PR #3404, opened 2021-06-29
Add is_pointlike property on irfs

registerrier:
**Description**

This pull request adds a `IRF.is_pointlike` property to be able to check whether an IRF is pointlike or not.

**Dear reviewer**

### DIFF
--- a/gammapy/irf/core.py
+++ b/gammapy/irf/core.py
@@ -35,13 +35,14 @@ class IRF:
 
     default_interp_kwargs = dict(bounds_error=False, fill_value=None,)
 
-    def __init__(self, axes, data=0, unit="", meta=None):
+    def __init__(self, axes, data=0, unit="", is_pointlike = False, meta=None):
         axes = MapAxes(axes)
         axes.assert_names(self.required_axes)
         self._axes = axes
         self.data = data
         self.unit = unit
         self.meta = meta or {}
+        self._is_pointlike = is_pointlike
 
     @property
     @abc.abstractmethod
@@ -52,6 +53,11 @@ class IRF:
     @abc.abstractmethod
     def required_axes(self):
         pass
+
+    @property
+    def is_pointlike(self):
+        """Whether the IRF is pointlike of full containment."""
+        return self._is_pointlike
 
     @property
     def is_offset_dependent(self):
@@ -357,7 +363,10 @@ class IRF:
         axes = MapAxes.from_table(table=table, format=format)[cls.required_axes]
         column_name = IRF_DL3_HDU_SPECIFICATION[cls.tag]["column_name"]
         data = table[column_name].quantity[0].transpose()
-        return cls(axes=axes, data=data.value, meta=table.meta, unit=data.unit)
+        is_pointlike = False
+        if "HDUCLAS3" in table.meta and table.meta["HDUCLAS3"]=="POINT-LIKE":
+            is_pointlike = True
+        return cls(axes=axes, data=data.value, meta=table.meta, unit=data.unit, is_pointlike=is_pointlike)
 
     def to_table(self, format="gadf-dl3"):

◆ ◆ ◆ ◆

■ **YOUR GOAL**
From the line containing "-357,7 +363,10 @@" to the final line of the data above, transcribe every line exactly and nothing more.

■ **WRITTEN SOLUTION**
@@ -357,7 +363,10 @@ class IRF:
         axes = MapAxes.from_table(table=table, format=format)[cls.required_axes]
         column_name = IRF_DL3_HDU_SPECIFICATION[cls.tag]["column_name"]
         data = table[column_name].quantity[0].transpose()
-        return cls(axes=axes, data=data.value, meta=table.meta, unit=data.unit)
+        is_pointlike = False
+        if "HDUCLAS3" in table.meta and table.meta["HDUCLAS3"]=="POINT-LIKE":
+            is_pointlike = True
+        return cls(axes=axes, data=data.value, meta=table.meta, unit=data.unit, is_pointlike=is_pointlike)
 
     def to_table(self, format="gadf-dl3"):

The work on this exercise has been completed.